Re: [PATCH net-next V2] net: sched: fallback to qdisc noqueue if default qdisc setup fail
From: Jakub Kicinski <kuba@kernel.org>
Date: 2020-05-01 19:01:38
On Fri, 1 May 2020 13:56:02 +0200 Jesper Dangaard Brouer wrote:
On Thu, 30 Apr 2020 12:45:49 -0700 Jakub Kicinski [off-list ref] wrote:quoted
On Thu, 30 Apr 2020 13:42:22 +0200 Jesper Dangaard Brouer wrote:quoted
Currently if the default qdisc setup/init fails, the device ends up with qdisc "noop", which causes all TX packets to get dropped. With the introduction of sysctl net/core/default_qdisc it is possible to change the default qdisc to be more advanced, which opens for the possibility that Qdisc_ops->init() can fail.

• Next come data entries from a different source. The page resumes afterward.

PR #1488, opened 2026-04-28
Refactor `workflow.py` into package

tconley1428:
## Summary
- replace `temporalio/workflow.py` with a `temporalio/workflow/` package split into coarse internal modules
- preserve the `temporalio.workflow` package surface for existing public and SDK-private imports
- move signal/query/update decorators and handler definition types into `_handlers.py`, keeping `_definition.py` focused on workflow class definitions

## Testing
- `env UV_CACHE_DIR=/tmp/uv-cache uv run ruff check temporalio/workflow`
- `env UV_CACHE_DIR=/tmp/uv-cache uv run -m pytest -p no:rerunfailures tests/test_workflow.py -q`
- `env UV_CACHE_DIR=/tmp/uv-cache uv run -m pytest -p no:rerunfailures tests/test_runtime.py -q -k "not different_runtimes and not runtime_task_fail_log_forwarding and not prometheus_histogram_bucket_overrides"`

## Notes
- left unrelated local `uv.lock` changes unstaged and out of this PR
- did not run the 3 excluded `tests/test_runtime.py` cases because they require launching a local Temporal dev server in this sandbox


tests/test_workflow_exports.py
```diff
@@ -0,0 +1,219 @@
...
+    "dataclass",
+    "datetime",
+    "inspect",
+    "logging",
+    "nexusrpc",
+    "overload",
+    "partial",
+    "runtime_checkable",
+    "sys",
+    "temporalio",
```
Sushisource, line 194: Were we re-exporting the whole package or something? That's odd

Sushisource (approved):

tests/test_workflow_exports.py
tconley1428: Everything gets implicitly reexported in python unless you say not to.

This patch detect these kind of failures, and choose to fallback to qdisc "noqueue", which is so simple that its init call will not fail. This allows the interface to continue functioning. V2: As this also captures memory failures, which are transient, the device is not kept in IFF_NO_QUEUE state. This allows the net_device to retry to default qdisc assignment. Signed-off-by: Jesper Dangaard Brouer <redacted>I have mixed feelings about this one, I wonder if I'm the only one. Seems like failure to allocate the default qdisc is pretty critical, the log message may be missed, especially in the boot time noise. I think a WARN_ON() is in order here, I'd personally just replace the netdev_info with a WARN_ON, without the fallback.It is good that we agree that failure to default qdisc is pretty critical. I guess we disagree on whether (1) we keep network functioning in a degraded state, (2) drop all packets on net_device such that people notice. This change propose (1) keeping the box functioning. For me it was a pretty bad experience, that when I pushed a new kernel over the network to my embedded box, then I lost all network connectivity. I fortunately had serial console access (as this was not an OpenWRT box but a full devel board) so I could debug, but I could no-longer upgrade the kernel. I clearly noticed, as the box was not operational, but I guess most people would just give up at this point. (Imagine a small OpenWRT box config setting default_qdisc to fq_codel, which brick the box as it cannot allocate memory). I hope that people will notice this degrade state, when they start to transfer data to the device. Because running 'noqueue' on a physical device will result in net_crit_ratelimited() messages below: [86971.609318] Virtual device eth0 asks to queue packet! [86971.622183] Virtual device eth0 asks to queue packet! [86971.627510] Virtual device eth0 asks to queue packet!
Both ways have advantages, I guess. I don't feel strongly, but I do think that WARN_ON() is in order here.